2017-05-29 13:10:00

Burkina Faso: Westafrikas Herausforderung ist der Dialog


Der Vormarsch des Islam in Westafrika weckt Sorgen für das friedliche Zusammenleben der Religionen. Denn im Wachsen begriffen sind auch kleine Gruppen, die den Islam benutzen, um Gewaltakte zu rechtfertigen. Diese Gruppen heißen Boko Haram, Aqmi oder Shabab, aktiv sind sie im Sahel, in Nigeria oder auch im weit entfernten ostafrikanischen Somalia.

Dabei ist ein gemäßigter Islam bereits seit dem 9. Jahrhundert auf dem afrikanischen Kontinent vertreten. In Ländern wie dem Senegal mit seiner muslimischen Bevölkerungsmehrheit funktioniert das Zusammenleben verschiedener Religionen vorbildlich. Damit das so bleibt, ist Reden das Gebot der Stunde: der interreligiöse Dialog, auf allen Ebenen. Das betont im Gespräch mit Radio Vatikan Pater Jean Paul Sagadou aus Burkina Faso, er ist verantwortlich für die Afrika-Seite der französischen katholischen Tageszeitung La Croix.

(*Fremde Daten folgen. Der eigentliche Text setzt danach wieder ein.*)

PR #1331, opened 2026-06-08
[fujiDevice] use validate_host_slot function in fujicmd_copy_file_suc…

tschak909:
…cess

### DIFF
--- a/lib/device/fujiDevice.cpp
+++ b/lib/device/fujiDevice.cpp
@@ -966,15 +966,12 @@ success_is_true fujiDevice::fujicmd_copy_file_success(uint8_t sourceSlot, uint8_
         RETURN_ERROR_AS_FALSE();
     }
 
-    if (sourceSlot < 1 || sourceSlot > _totalDiskDevices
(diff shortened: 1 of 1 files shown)


FozzTexx (approved):
Approving, but are you sure about removing this
```
    sourceSlot--;
    destSlot--;
```

As I recall for whatever reason this command expects the indexing to be 1 based instead of 0 based like all the others.

FozzTexx:
> As I recall for whatever reason this command expects the indexing to be 1 based instead of 0 based like all the others.

@RichStephens is probably the expert on the copy command arguments since he was the one that has most recently fought with getting copy working in CONFIG.

RichStephens:
> > As I recall for whatever reason this command expects the indexing to be 1 based instead of 0 based like all the others.
> 
> @RichStephens is probably the expert on the copy command arguments since he was the one that has most recently fought with getting copy working in CONFIG.

That is absolutely true.  When fuji_copy_file() is called in the config, it adds 1 to source and destination slots numbers to account for that.

PR #1336, opened 2026-06-10
Fix crash when trying to do FUJICMD_RANDOM_NUMBER

### LINKED ISSUE #1335: Crash in FUJICMD_RANDOM_NUMBER
0x400f02ad: sioFuji::transaction_put(...) at lib/device/sio/sioFuji.h:51
  0x400f0b9d: sioFuji::sio_random_number() at lib/device/sio/sioFuji.cpp:944
  0x400f22fe: sioFuji::sio_process(...) at lib/device/sio/sioFuji.cpp:1303
  0x400dcbaa: systemBus::_sio_process_cmd() at lib/bus/sio/sio.cpp:305
  0x400dccf1: systemBus::service() at lib/bus/sio/sio.cpp:441
  0x40144b7f: fn_service_loop(void*) at main.cpp:578

  The crashing command is this frame:

  CF: 70 d3 20 00 64

  That is FujiNet device $70, command $D3, which maps to FUJICMD_RANDOM_NUMBER.

  Root cause: lib/device/sio/sioFuji.cpp:941 has:

  void sioFuji::sio_random_number()
  {
      int r = rand();
      transaction_put(&r,sizeof(int),true);
  }

It calls transaction_put() without first calling transaction_begin(TRANS_STATE::NO_GET), so the assertion in lib/device/sio/sioFuji.h:50 fires because _transaction_state is still INVALID.

There’s also a likely second bug there: it passes true as the err argument to transaction_put(), which means the random-number response is sent as an error. The fix should be:

  void sioFuji::sio_random_number()
  {
      int r = rand();
      transaction_begin(TRANS_STATE::NO_GET);
      transaction_put(&r, sizeof(r), false);
  }

FozzTexx:
Fixes #1335 

[lcltest.atr.zip](https://github.com/user-attachments/files/28797044/lcltest.atr.zip)

To test: run the attached disk image on Atari with current firmware, choose CRYPTO.TST. Flash to new firmware build by this PR under Checks, run CRYPTO.TST again.

Before fix:

image

After fix:

image

### DIFF
--- a/lib/device/sio/sioFuji.cpp
+++ b/lib/device/sio/sioFuji.cpp
@@ -843,8 +843,9 @@ void sioFuji::sio_base64_encode_output()
 
 void sioFuji::sio_random_number()
 {
+    transaction_begin(TRANS_STATE::NO_GET);
     int r = rand();
-    transaction_put(&r,sizeof(int),true);
+    transaction_put(&r,sizeof(int),false);
 }
 
 void sioFuji::sio_base64_decode_input()


tschak909 (approved):
Thanks.

Issue #2519, opened 2016-04-26
Explorer menu blends in over StreamField


alexgleason:
![screenshot from 2016-04-26 12 06 21](https://cloud.githubusercontent.com/assets/3639540/14825312/55bb2534-0ba7-11e6-8d0e-6e9f26063ca1.png)

From the left side it looks like there's a shadow to distinguish StreamFields from the left sidebar. But when the explorer is expanded, the menu blends into the StreamField. Maybe it should have a shadow under it too, or a border of some sort.

Issue #555, opened 2014-08-19
Search: Make full matches of terms rank higher than partial matches


kaedroho:
http://stackoverflow.com/questions/15673324/elasticsearch-ordering-exact-before-partial-matches

We should add another argument to SearchField called ``partial_boost``. This allows developers to set the boost of partial matches to something lower than full matches.

By default, ``partial_boost`` should be set to something lower than ``boost`` (maybe divide it by 2?).

Implementation shouldn't be too difficult. We would apply the ``boost`` where the field is indexed in ``_all`` and ``partial_boost`` where the field is indexed in ``_partials``.

PR #2531, opened 2016-04-27
Fixing #2519

vincentaudebert:
Stream field background is now lighter grey and icons are white + remove box-shadow to flatten a bit the UI. #2519

### DIFF
--- a/wagtail/wagtailadmin/static_src/wagtailadmin/scss/_variables.scss
+++ b/wagtail/wagtailadmin/static_src/wagtailadmin/scss/_variables.scss
@@ -44,6 +44,7 @@ $color-grey-2: #666;
 $color-grey-3: #d9d9d9;
 $color-grey-4: #e6e6e6;
 $color-grey-5: #fafafa;
+$color-grey-6: #777;
 
 $color-thead-bg: $color-grey-5;
 $color-header-bg: $color-teal; // #ff6a58;
--- a/wagtail/wagtailadmin/static_src/wagtailadmin/scss/components/_streamfield.scss
+++ b/wagtail/wagtailadmin/static_src/wagtailadmin/scss/components/_streamfield.scss
@@ -211,9 +211,8 @@ li.sequence-member {
 // Menu of other blocks to be added at each position 
 .stream-menu {
     @include transition(all 0.2s ease);
-    box-shadow: inset 0 0 45px rgba(0, 0, 0, 0.3);
     position: relative;
-    background-color: $color-grey-1;
+    background-color: $color-grey-6;
     opacity: 1;
     z-index: 5;
 
@@ -281,7 +280,7 @@ li.sequence-member {
         @include transition(all 0.2s ease);
         background-color: transparent;
         border: 0;
-        color: darken($color-grey-3, 5%);
+        color: $color-white;
         height: auto;
         display: block;
         width: 100%;


tomdyson:
Thanks @vincentaudebert! Could you please share a screenshot as a comment to this PR?

vincentaudebert:
screen shot 2016-04-28 at 11 14 06 am

Here you go @tomdyson :)

gasman:
Not really keen on this fix, I'm afraid - the streamfield background is a bit _too_ light now (`#fff` on `#777` is insufficient contrast, according to http://webaim.org/resources/contrastchecker/) and this feels like a very dramatic UI change to fix a pretty obscure problem...

vincentaudebert:
All good. I had a quick chat with @joshbarr and we came up with this solution. But I understand your reasons. 
I had played a bit with the explorer border too. I could give it another try even if it wasn't that clear and the explorer menu is pretty messy in terms of CSS.

tomdyson:
Is there an intermediate shade which has enough contrast with the icons / text but is still distinguished from the explorer bar?

dirtycoder:
Why not add a small shadow, using the Wagtail primary color?
This doesn't looks too bad, at least for my taste.

Something like:
```
-webkit-box-shadow: 2px 2px 1px -1px rgba(67,177,176,1);
-moz-box-shadow: 2px 2px 1px -1px rgba(67,177,176,1);
box-shadow: 2px 2px 1px -1px rgba(67,177,176,1);
```

shadow

gasman:
Again I'm not really keen on making a conspicuous design change to fix a bug that very few people will ever notice :-)

What if we add the shadow, but make it semi-transparent white (something like `rgba(255, 255, 255, 0.3)`)? That way, the difference will be hardly noticeable when viewed on the normal white background, but will show up as light grey here.

dirtycoder:
@gasman I think that would be even better. :)
For comparison:

White bg:
shadow

StreamField bg:
shadow2

alexgleason:
I agree with the white background; it's what I initially had in mind as well.

It should have at least a faintly visible border on the top, too, I think.

alexgleason:
screenshot from 2016-04-28 11 45 02

screenshot from 2016-04-28 11 46 26


```css
body.explorer-open .explorer:after {
  content: '';
  width: calc(100% - 2px);
  height: 100%;
  position: absolute;
  top: 0;
  right: 0;
  z-index: -1;
  box-shadow: 0px 0px 2px rgba(255, 255, 255, 0.9);
}
```

Here's my proposed solution.

JoshBarr:
Appreciate all the suggestions here folks.

I think we're on the right track with the lighter streamfield background. But I agree with @gasman that `#777` is too light and fails accessibility. We'll try something in between, like `#555`. 

One of the criticisms I have of the Wagtail UI is that the chrome and colour scheme are very heavy/dark/dense. This isn't conducive to creating an elegant writing environment (see iA's [Writer](https://ia.net/writer/mac/) app!), and we need to do some work to soften the interface. There's a bigger overhaul coming: 

Waggy UI

SalahAdDin:
@JoshBarr Tell us more please.

gasman:
Have applied @alexgleason's fix in 796239b7d991322632da6f9f63fd1ccd172d3b58, as that's the most direct fix to the current issue. Looking forward to the design overhaul though!

PR #2532, opened 2016-04-28
Indentation fixes for example code in the docs

coredumperror:
I converted all the sample code in the docs to use 4-space indentation.

In addition, I noticed while building the docs that the Wagtail API page on Usage was triggering a ton of lexer errors. The problem was that the HTML header info at the top of the `..code-block:: json` blocks is not valid json, so the lexer was failing, preventing it from syntax highlighting the json. Since the highlighting was broken anyway, I figured the simplest fix was to just use `..code-block:: text` instead.

Finally, I also removed all uses of `STATIC_URL` (there were 3 of them), as its direct use has been unofficially deprecated in Django since the introduction of the `staticfiles` app. It's always more appropriate to use the `{% static %}` template tag, or it's equivalent pure-python function `django.contrib.staticfiles.templatetags.staticfiles.static()`. If your site uses a custom storage engine through the `STATICFILES_STORAGE` setting (e.g. S3, or some other CDN), the raw value of `STATIC_URL` isn't going to be the correct prefix to your static file URLs.


gasman:
Merged in 7523d7f57f9e2498cf09f03ac7f5fa796895b190 + parents - thanks!

coredumperror:
Hmm, what does "Closed with unmerged commits. This pull request is closed, but the coredumperror:docs-indent-fix branch has unmerged commits" mean? I'm guessing that's normal and expected, but my lack of experience makes it seem scary.

gasman:
No worries, that's just a side effect of the way I merged the PR. If I'd merged it directly, it would have been accompanied by a 'merge' commit (like this one: 581be6a266666f58cc974c36e759ce7279d865f5), and we try to avoid those, to keep Wagtail's commit history clean. So, before merging it in, I rebased it on top of latest master - effectively rebuilding it as if it had been written today rather than yesterday.

Unfortunately, Github isn't smart enough to recognise the resulting commits as the same ones you made here, so it thinks that I've just closed this PR without merging it...

coredumperror:
Ahh, ok. That makes sense. I also prefer to rebase, when I can, for the same reason.

Issue #2213, opened 2016-02-09
Lack of cancel button on 'unpublish' or 'delete' pages


heymonkeyriot:
If an editor clicks on `delete` or `unpublish` they're taken to new screens. Neither screen gives the option to `cancel` their decision.

**Unpublish screen**
![image](https://cloud.githubusercontent.com/assets/11335309/12910243/ba7e5ab0-cf00-11e5-9a8b-789cf98672f5.png)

„Es gibt ganz offensichtlich eine Schlagkraft des salafistischen Islam in einigen Ländern. Das ist minoritär, aber die Sorge ist trotzdem groß. Heute kann man von mehreren Typen von Islam auf dem Kontinent sprechen. Sie haben den gemäßigten Islam und auch den Sunnismus, der von seinen Anfängen her eher eine Form der kulturellen Aneignung des Islam durch die traditionellen afrikanischen Religionen ist,  und das war in Ordnung. Aber wir müssen sehen, dass seit einigen Jahren Strömungen im sunnitischen Islam stark werden, die zum Salafismus und zum Wahabismus führen - und die sich heute auf dem Kontinent verbreiten. Diese Zweige aber sind geprägt von einer gewaltbereiten Ideologie des Islam, und das ist eine Bedrohung für den Kontinent.“

Jugendliche, die sich ködern lassen

Die Bedrohung durch diese extremen Formen des Islam hat aus Sicht des Paters vor allem zwei Gründe: das geopolitische Umfeld und die Realität der Armut auf dem Kontinent. „Das erleichtert die Installation dieses radikalen Islam, die mit der wirtschaftlichen Macht, mit dem Geld kommt“, so der Pater. „Westafrika und überhaupt Afrika ist nach wie vor ein armer Kontinent, gezeichnet von Arbeitslosigkeit. Da lassen sich nicht wenige Jugendliche ködern, sie müssen ja von etwas leben. Da werden ihnen Versprechungen gemacht, und sie haben nicht unbedingt die Mittel, gut zu unterscheiden, was Elemente des Destruktiven sind und was Elemente des Aufbaus.“

Genau aus diesem Grund müssen alle gemäßigten Religionen auf die Ausbildung ihrer Geistlichen und auf die Bildung der jungen Generationen setzen, unterstreicht der Ordensmann. Die afrikanischen Bischofskonferenzen seien inzwischen „sehr sensibel für diese Frage“, auch wenn vielleicht hie und da in den afrikanischen Priesterseminaren die Frage des interreligiösen Dialogs noch etwas zu vortragshaft geschehe, anstatt sich einmal einen echten Imam ins Seminar zu holen und mit ihm zu debattieren, wie der Pater anregt. „Wo es etwas schwieriger ist, ist beim Islam. Aber ich glaube, wenn man den Dialog auf mehreren Ebenen betreibt, auch mit traditionellen Religionen, mit christlichen Kirchen und mit Muslimen, in einem Land wie Burkina Faso oder Senegal, dann kann er ein Ort sein, wo die Religionsverantwortlichen sich bewusst werden, wie wichtig die Bildung und Ausbildung der Imame und der Gläubigen ist, so dass sich kein Imam mehr zu einer Hasspredigt hergibt.“

Afrika ist nicht zur Gewalt verurteilt

Selbst die großen afrikanischen Institutionen wie die Afrikanische Union oder die Westafrikanische Wirtschaftsgemeinschaft CEDEAO hätten heute entdeckt, dass der Dialog zwischen den Religionen in Afrika unumgänglich ist, betont Sagadou. In Symposien und Foren werde da an die Religionsführer appelliert, ihre Leute zu sensibilisieren für die Anliegen des Dialogs. Doch genügen all diese Anstrengungen, wenn zugleich immer mehr Schreckensmeldungen über Bluttaten fanatisierter Attentäter aus Afrika kommen? Hat Afrika überhaupt eine Chance auf Frieden der Religionen? Die Frage ist nicht ganz unberechtigt, räumt Sagadou ein.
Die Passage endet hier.